*EXERCISE AIM*
Work through the data below and state how many lines contain "feedback", giving that number alone.

*DATASET EXTRACT*

PR #132, opened 2022-11-01
Metric Configuration Store: Refactor & Connect UI Components to the Store (2/2)

### LINKED ISSUE #134: [Frontend][Publisher] Refactor & Connect Metric Config UI to Store

mxosman:
## Description of the change

Equip with a new mobx data store, this PR refactors and connects all Metric Configuration & related UI components to the store. This should be a no-op refactor with regards to behavior (everything here should behave exactly the same as it does in staging). 

## Related issues

Closes #134 

### Development

### Code review

### DIFF
--- a/publisher/src/components/MetricConfiguration/Configuration.tsx
+++ b/publisher/src/components/MetricConfiguration/Configuration.tsx
@@ -87,6 +87,7 @@ export const Configuration: React.FC<MetricConfigurationProps> = observer(
       Object.keys(
         dimensions[systemMetricKey][activeDisaggregationKey]
       )) as string[];
+
     const metricDisplayName = metrics[systemMetricKey]?.label;
 
     const metricEnabled = Boolean(metrics[systemMetricKey]?.enabled);
--- a/publisher/src/components/MetricConfiguration/Configuration.tsx
+++ b/publisher/src/components/MetricConfiguration/Configuration.tsx
@@ -68,7 +68,6 @@ export const Configuration: React.FC<MetricConfigurationProps> = observer(
     saveAndUpdateMetricSettings,
   }): JSX.Element => {
     const { metricConfigStore } = useStore();
-
     const { activeMetricKey } = metricConfigStore;
     const systemMetricKey = MetricConfigStore.getSystemMetricKey(
       metricConfigStore.activeMetricKey as string,
--- a/publisher/src/components/MetricConfiguration/Configuration.tsx
+++ b/publisher/src/components/MetricConfiguration/Configuration.tsx
@@ -70,8 +70,8 @@ export const Configuration: React.FC<MetricConfigurationProps> = observer(
     const { metricConfigStore } = useStore();
     const { activeMetricKey } = metricConfigStore;
     const systemMetricKey = MetricConfigStore.getSystemMetricKey(
-      metricConfigStore.activeMetricKey as string,
-      metricConfigStore.activeSystem as string
+      metricConfigStore.activeSystem as string,
+      metricConfigStore.activeMetricKey as string
     );
     const metricDisplayName = metricConfigStore.metrics[systemMetricKey]?.label;
     const metricEnabled = Boolean(
--- a/publisher/src/components/MetricConfiguration/Configuration.tsx
+++ b/publisher/src/components/MetricConfiguration/Configuration.tsx
@@ -38,7 +38,6 @@ import {
   MetricConfigurationContainer,
   MetricDisaggregations,
   MetricOnOffWrapper,
-  MetricSettings,
   RadioButtonGroupWrapper,
   Subheader,
 } from ".";
@@ -52,7 +51,6 @@ type MetricConfigurationProps = {
   setActiveDisaggregationKey: React.Dispatch<
     React.SetStateAction<string | undefined>
   >;
-  saveUpdatedMetricSettings: (updatedSetting: MetricSettings) => void;
 };
 
 export const Configuration: React.FC<MetricConfigurationProps> = observer(
@@ -61,7 +59,6 @@ export const Configuration: React.FC<MetricConfigurationProps> = observer(
     setActiveDimensionKey,
     activeDisaggregationKey,
     setActiveDisaggregationKey,
-    saveUpdatedMetricSettings,
   }): JSX.Element => {
     const { metricConfigStore } = useStore();
     const {
@@ -74,6 +71,7 @@ export const Configuration: React.FC<MetricConfigurationProps> = observer(
       updateMetricEnabledStatus,
       updateDisaggregationEnabledStatus,
       updateDimensionEnabledStatus,
+      saveMetricSettings,
     } = metricConfigStore;
 
     const systemMetricKey = getActiveSystemMetricKey();
@@ -129,7 +127,7 @@ export const Configuration: React.FC<MetricConfigurationProps> = observer(
                   activeMetricKey as string,
                   true
                 );
-                saveUpdatedMetricSettings(updatedSetting);
+                saveMetricSettings(updatedSetting);
               }}
             />
             <BinaryRadioButton
@@ -145,7 +143,7 @@ export const Configuration: React.FC<MetricConfigurationProps> = observer(
                   activeMetricKey as string,
                   false
                 );
-                saveUpdatedMetricSettings(updatedSetting);
+                saveMetricSettings(updatedSetting);
               }}
             />
           </RadioButtonGroupWrapper>
@@ -204,7 +202,7 @@ export const Configuration: React.FC<MetricConfigurationProps> = observer(
                                   disaggregationKey,
                                   !currentDisaggregation.enabled
                                 );
-                              saveUpdatedMetricSettings(updatedSetting);
+                              saveMetricSettings(updatedSetting);
                             }}
                           />
                           <BlueCheckIcon
@@ -254,7 +252,7 @@ export const Configuration: React.FC<MetricConfigurationProps> = observer(
                             dimensionKey,
                             !currentDimension.enabled
                           );
-                          saveUpdatedMetricSettings(updatedSetting);
+                          saveMetricSettings(updatedSetting);
                         }}
                       />
                       <BlueCheckIcon
--- a/publisher/src/components/MetricConfiguration/Configuration.tsx
+++ b/publisher/src/components/MetricConfiguration/Configuration.tsx
@@ -150,7 +150,7 @@ export const Configuration: React.FC<MetricConfigurationProps> = observer(
         </MetricOnOffWrapper>
 
         {/* Breakdowns */}
-        {activeDisaggregationKey && (
+        {activeDisaggregationKey && activeDisaggregationKeys?.length > 0 && (
           <MetricDisaggregations enabled={metricEnabled}>
             <BreakdownHeader>Breakdowns</BreakdownHeader>
             <Subheader>
--- a/publisher/src/components/MetricConfiguration/Configuration.tsx
+++ b/publisher/src/components/MetricConfiguration/Configuration.tsx
@@ -19,7 +19,6 @@ import { observer } from "mobx-react-lite";
 import React, { useEffect } from "react";
 
 import { useStore } from "../../stores";
-import MetricConfigStore from "../../stores/MetricConfigStore";
 import { removeSnakeCase } from "../../utils";
 import { ReactComponent as RightArrowIcon } from "../assets/right-arrow.svg";
 import blueCheck from "../assets/status-check-icon.png";
@@ -46,6 +45,9 @@ import {
 
 type MetricConfigurationProps = {
   activeDimensionKey: string | undefined;
+  setActiveDimensionKey: React.Dispatch<
+    React.SetStateAction<string | undefined>
+  >;
   activeDisaggregationKey: string | undefined;
   setActiveDisaggregationKey: React.Dispatch<
     React.SetStateAction<string | undefined>
@@ -54,9 +56,6 @@ type MetricConfigurationProps = {
     updatedSetting: MetricSettings,
     debounce?: boolean
   ) => void;
-  setActiveDimensionKey: React.Dispatch<
-    React.SetStateAction<string | undefined>
-  >;
 };
 
 export const Configuration: React.FC<MetricConfigurationProps> = observer(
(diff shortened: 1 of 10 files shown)


publisher/src/stores/MetricConfigStore.tsx
```diff
@@ -152,93 +216,121 @@ class MetricConfigStore {
...
+                multiple_choice_options: context.multiple_choice_options,
+              }
+            );
+          });
         });
       });
-    });
-  }
+    } catch (error) {
+      return new Error(error as string);
```
mxosman, line 306: Added a try/catch here since `getMetricSettings` can throw an error - this will catch it and return it as an Error object to the UI layer to be handled.

publisher/src/stores/MetricConfigStore.tsx
```diff
@@ -152,93 +216,121 @@ class MetricConfigStore {
...
       this.metrics[systemMetricKey] = {};
     }
 
+    /** If provided, add metadata required for rendering */
+    if (metadata) {
+      this.metrics[systemMetricKey].label = metadata.label;
+      this.metrics[systemMetricKey].description = metadata.description;
+      this.metrics[systemMetricKey].frequency =
+        metadata.frequency as ReportFrequency;
+    }
```
mxosman, line 332: This is where we add the necessary metadata required for rendering. During the store's initialization, an optional `metadata` object is passed in and this method loads those details on the metric object we use to update and render from.

publisher/src/stores/MetricConfigStore.tsx
```diff
@@ -337,6 +460,38 @@ class MetricConfigStore {
...
+
+      if (isLastDimensionDisabled) {
+        this.disaggregations[systemMetricKey][disaggregationKey].enabled =
+          false;
+      }
+
+      if (isDisaggregationDisabledAndOneDimensionReEnabled) {
+        this.disaggregations[systemMetricKey][disaggregationKey].enabled = true;
+      }
+    }
```
mxosman, line 493: Special handling for when last dimension is turned off and when everything in a breakdown is turned off and you're turning back on one dimension.

publisher/src/stores/MetricConfigStore.tsx
```diff
@@ -298,6 +400,26 @@ class MetricConfigStore {
...
+     */
+    if (!metadata && this.dimensions[systemMetricKey]?.[disaggregationKey]) {
+      Object.keys(this.dimensions[systemMetricKey][disaggregationKey]).forEach(
+        (dimensionKey) => {
+          this.dimensions[systemMetricKey][disaggregationKey][
+            dimensionKey
+          ].enabled = enabledStatus;
+        }
+      );
+    }
```
mxosman, line 421: Special handling for when a disaggregation is disabled/enabled.

publisher/src/stores/MetricConfigStore.tsx
```diff
@@ -102,16 +119,59 @@ class MetricConfigStore {
...
+            label?: Metric["label"];
+            description?: Metric["description"];
+            frequency?: Metric["frequency"];
+          };
+        }[]
+      );
+
+      return metrics;
+    }
+  };
```
mxosman, line 172: This felt useful to have to render a list of metrics by system.

publisher/src/pages/Settings.tsx
```diff
@@ -46,31 +46,17 @@ const Settings = () => {
...
       <ContentDisplay>
         {activeMenuItem === "Your Account" && <AccountSettings />}
         {activeMenuItem === "Uploaded Files" && <UploadedFiles />}
-        {activeMenuItem === "Metric Configuration" && (
-          <MetricConfiguration
-            activeMetricKey={activeMetricKey}
-            setActiveMetricKey={setActiveMetricKey}
-            setListOfMetrics={setListOfMetrics}
-          />
-        )}
```
mxosman, line 73: 🧹 🧹 🧹

publisher/src/components/MetricConfiguration/MetricConfiguration.tsx
```diff
@@ -52,413 +48,71 @@ import {
...
-          [updatedSetting.key]: {
-            ...prev[metricKey],
-            contexts: updatedContext,
-          },
-        };
-      }
-
-      return prev;
-    });
-  };
```
mxosman, line 402: BYE! 👋 👋 👋

publisher/src/components/MetricConfiguration/MetricConfiguration.tsx
```diff
@@ -52,413 +48,71 @@ import {
...
-    updatedSetting: MetricSettings,
-    debounce?: boolean
-  ) => {
-    updateMetricSettings(typeOfUpdate, updatedSetting);
-    if (debounce) {
-      debouncedSave(updatedSetting);
-    } else {
-      saveMetricSettings(updatedSetting);
-    }
-  };
```
mxosman, line 429: So, we don't need both save functions - the only component so far that has ever used the debouncing is the ContextConfiguration (text field context), so it made sense to just have the `debouncedSave` function live there and clean up the save function.

publisher/src/components/MetricConfiguration/Configuration.tsx
```diff
@@ -47,222 +44,247 @@ import {
...
-  useEffect(
-    () => {
-      const updatedDisaggregation =
-        activeDisaggregation &&
-        filteredMetricSettings[activeMetricKey]?.disaggregations?.find(
-          (disaggregation) => disaggregation.key === activeDisaggregation.key
-        );
+    const activeDisaggregationKeys =
+      disaggregations[systemMetricKey] &&
+      Object.keys(disaggregations[systemMetricKey]);
```
mxosman, line 83: Not sure if this was wise, but I decided I just needed an array of keys and from there, with our structure (`{ [key: string]: obj }`), I have quick access to the key for components that need it and can quickly look up the object I need to get the rest of the details.

publisher/src/components/MetricConfiguration/Configuration.tsx
```diff
@@ -47,222 +44,247 @@ import {
...
-      </MetricOnOffWrapper>
+    useEffect(
+      () => {
+        if (activeDisaggregationKeys)
+          setActiveDisaggregationKey(activeDisaggregationKeys[0]);
+        setActiveDimensionKey(undefined);
+      },
+      // eslint-disable-next-line react-hooks/exhaustive-deps
+      [systemMetricKey]
+    );
```
mxosman, line 102: Whenever a new metric is selected, reset the disaggregation tabs so the first one is open.

publisher/src/components/MetricConfiguration/Configuration.tsx
mxosman: Could've used `Object.entries` and used that multi-dimensional array, but this felt simple enough. No strong feelings!

publisher/src/components/MetricConfiguration/MetricConfiguration.tsx
```diff
@@ -471,14 +125,16 @@ export const MetricConfiguration: React.FC<{
       // return disposer so it is cleaned up if it never runs
       reaction(
         () => userStore.currentAgencyId,
-        async (currentAgencyId, previousAgencyId) => {
+        async (_, previousAgencyId) => {
           if (previousAgencyId !== undefined) {
             setIsLoading(true);
```
terryttsai, line 130: Perhaps the body of the function here can be reused in the previous useEffect? Basically can we create one function that initializes the store and sets the active system and metric?

publisher/src/components/MetricConfiguration/ContextConfiguration.tsx
```diff
@@ -32,189 +33,185 @@ import {
...
+                    <BinaryRadioButton
+                      type="radio"
+                      id={`${contextKey}-yes`}
+                      name={contextKey}
+                      label="Yes"
+                      value="yes"
+                      checked={currentContext.value === "yes"}
+                      onChange={() => {
+                        const updatedSetting = updateContextValue(
+                          activeSystem as string,
```
terryttsai, line 93: Instead of "as string", can the argument type just be defined as MetricSystem?

publisher/src/components/MetricConfiguration/ContextConfiguration.tsx
```diff
@@ -32,189 +33,185 @@ import {
...
+                          activeMetricKey as string,
```
terryttsai, line 94: can this be undefined?

terryttsai: Maybe the function can just throw an error or log a warning if undefined?

publisher/src/components/MetricConfiguration/Configuration.tsx
```diff
@@ -47,222 +44,248 @@ import {
...
+      Object.keys(disaggregations[systemMetricKey]);
 
-  useEffect(
-    () => {
-      const updatedDisaggregation =
-        activeDisaggregation &&
-        filteredMetricSettings[activeMetricKey]?.disaggregations?.find(
-          (disaggregation) => disaggregation.key === activeDisaggregation.key
-        );
+    const activeDimensionKeys = (activeDisaggregationKey &&
```
terryttsai, line 85: Could write this as
```
    const activeDimensionKeys = (activeDisaggregationKey &&
      dimensions[systemMetricKey]?.[activeDisaggregationKey] ?
      Object.keys(
        dimensions[systemMetricKey][activeDisaggregationKey]
      ) : []);
```

and then you don't need to cast types

publisher/src/components/MetricConfiguration/MetricDefinitions.tsx
```diff
@@ -37,200 +33,255 @@ import {
...
-  activeDisaggregation: MetricDisaggregations | undefined;
-  contexts: MetricContext[];
-  saveAndUpdateMetricSettings: (
-    typeOfUpdate: MetricSettingsUpdateOptions,
-    updatedSetting: MetricSettings,
-    debounce?: boolean
-  ) => void;
+  activeDimensionKey: string | undefined;
+  activeDisaggregationKey: string | undefined;
+  saveUpdatedMetricSettings: (updatedSetting: MetricSettings) => void;
```
terryttsai, line 42: I wonder if it's worth making the store handle showing the error toast, then we wouldn't need to pass this in as a prop?

publisher/src/components/MetricConfiguration/MetricDefinitions.tsx
```diff
@@ -37,200 +33,255 @@ import {
...
+        dimensionDefinitionSettings[systemMetricKey][activeDisaggregationKey][
+          activeDimensionKey
+        ]
+      )) as string[];
+
+    const activeSettingsKeys = isMetricDefinitionSettings
+      ? metricDefinitionSettingsKeys
+      : dimensionDefinitionSettingsKeys;
+
+    const selectionOptions: MetricConfigurationSettingsOptions[] = [
```
terryttsai, line 95: Can we define MetricConfigurationSettingsOptions as 
```
export const MetricConfigurationSettingsOptions = ["Yes", "No", "N/A"] as const;
export type MetricConfigurationSettingsOptions = typeof MetricConfigurationSettingsOptions;
```

so we have both the array of strings as well as the type?

publisher/src/components/MetricConfiguration/MetricConfiguration.tsx
```diff
@@ -52,413 +48,71 @@ import {
...
 
-export type MetricSettingsUpdateOptions =
-  | "METRIC"
-  | "DISAGGREGATION"
-  | "DIMENSION"
-  | "CONTEXT"
-  | "METRIC_SETTING"
-  | "DIMENSION_SETTING";
-
 export type MetricSettings = {
```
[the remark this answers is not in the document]
mxosman: It could!

publisher/src/components/MetricConfiguration/MetricConfiguration.tsx
mxosman: Great call!

publisher/src/components/MetricConfiguration/ContextConfiguration.tsx
mxosman: Good question - activeSystem could technically be `undefined` (before the initialization step) - though the initialization happens and it is defined as the first system before render this component. I'll have to rework the function a bit to handle the undefined - if I specify AgencySystems, it'll know it can also be undefined and if I include undefined in these functions it throws a cascade of TS errors. Maybe all the updater functions can short circuit in the off chance undefined passes through? Any suggestions?

publisher/src/components/MetricConfiguration/ContextConfiguration.tsx
mxosman: Yeah - great call - this is tricky. Technically they can, but things are initialized by the time it gets to this point. 

Let me think about this - if we update the function to throw an error if undefined, then we'll need an extra step of checking if `updatedSetting` is undefined before saving, right?

publisher/src/components/MetricConfiguration/Configuration.tsx
mxosman: Nice!

publisher/src/components/MetricConfiguration/MetricDefinitions.tsx
mxosman: Yeah - I was back and forth on this. Error toast felt more of a responsibility of the UI layer - but if it's in the store, then we get the benefit of not having to prop drill this. Let me try showing the toast in the store - that might work out nicer.

publisher/src/components/MetricConfiguration/MetricDefinitions.tsx
mxosman: That's a good idea - I was just using the one in the `common` repo and wanted to avoid having to update that repo in this PR if it wasn't necessary.

I tried what you implemented above and it turned the type into a readonly array - wasn't sure how to shake this TS warning that came as a result:
Screen Shot 2022-11-02 at 6 40 17 PM

Any ideas?

publisher/src/components/MetricConfiguration/MetricDefinitions.tsx
mxosman: Feels so much nicer centralizing the save function to the store! Thank you for all of these fantastic suggestions!

publisher/src/components/MetricConfiguration/ContextConfiguration.tsx
mxosman: Worked it out in this commit: [ed985e5](https://github.com/Recidiviz/justice-counts/pull/132/commits/ed985e5bd31081d7c07409f72567d7cd4af03033)

Thank you!

publisher/src/components/MetricConfiguration/MetricDefinitions.tsx
mxosman: Let me think about this a little more - I might have an idea of what's going on.

mxosman: Hmm. I do like this pattern and have used it in the past in the app, but as I keep exploring it - it feels like more trouble than its worth. This required updating everything that's typed as `MetricConfigurationSettingsOptions` and was running into the same compatibility issues as above.

mxosman: OK! I think I figured out what was going on - it needs to be used like this to work as intended:

```
export const metricConfigurationSettingsOptions = ["Yes", "No", "N/A"] as const;
export type MetricConfigurationSettingsOptions =
  typeof metricConfigurationSettingsOptions[number];
```

mxosman: [b9418ff](https://github.com/Recidiviz/justice-counts/pull/132/commits/b9418ffdd8a95f4bc7859874a4972ce7ca6f52e7)

Thanks for this optimization! This is cleaning up very nicely!

publisher/src/components/MetricConfiguration/Configuration.tsx
```diff
@@ -123,11 +123,11 @@ export const Configuration: React.FC<MetricConfigurationProps> = observer(
               checked={metricEnabled}
               onChange={() => {
                 const updatedSetting = updateMetricEnabledStatus(
-                  activeSystem as string,
+                  activeSystem,
```
terryttsai, line 126: I see, so originally we were doing type casting here because we're only using this if an activeSystem and activeMetricKey are set in the store but the types could be undefined in the store. 

I guess we'll be moving away from setting activeSystem and activeMetricKey in the store anyways so actually I'd be cool with just wrapping this in a conditional like this:

```
              onChange={() => {
                if (activeSystem && activeMetricKey) {
                  const updatedSetting = updateMetricEnabledStatus(
                    activeSystem,
                    activeMetricKey,
                    true
                  );
                  saveMetricSettings(updatedSetting);
                }
              }}
```

Or we could keep the type casting since we expect them to be strings? Sorry I didn't give much thought to this yesterday!

terryttsai: My preference is to only call this `updateMetricEnabledStatus` if we have the required information otherwise don't call it

terryttsai (approved):
Thanks for addressing all the feedback! Left a small comment but everything looks good!

publisher/src/components/MetricConfiguration/Configuration.tsx
mxosman: Ah, OK. Makes sense - let me go back and revert all of those changes.

mxosman:
> Thanks for addressing all the feedback! Left a small comment but everything looks good!

Thank you for all of your help with this - this already feels so much better to interface with!

publisher/src/components/MetricConfiguration/MetricDefinitions.tsx
terryttsai: Thanks for looking into this!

*SOLUTION TO THIS PROBLEM*
2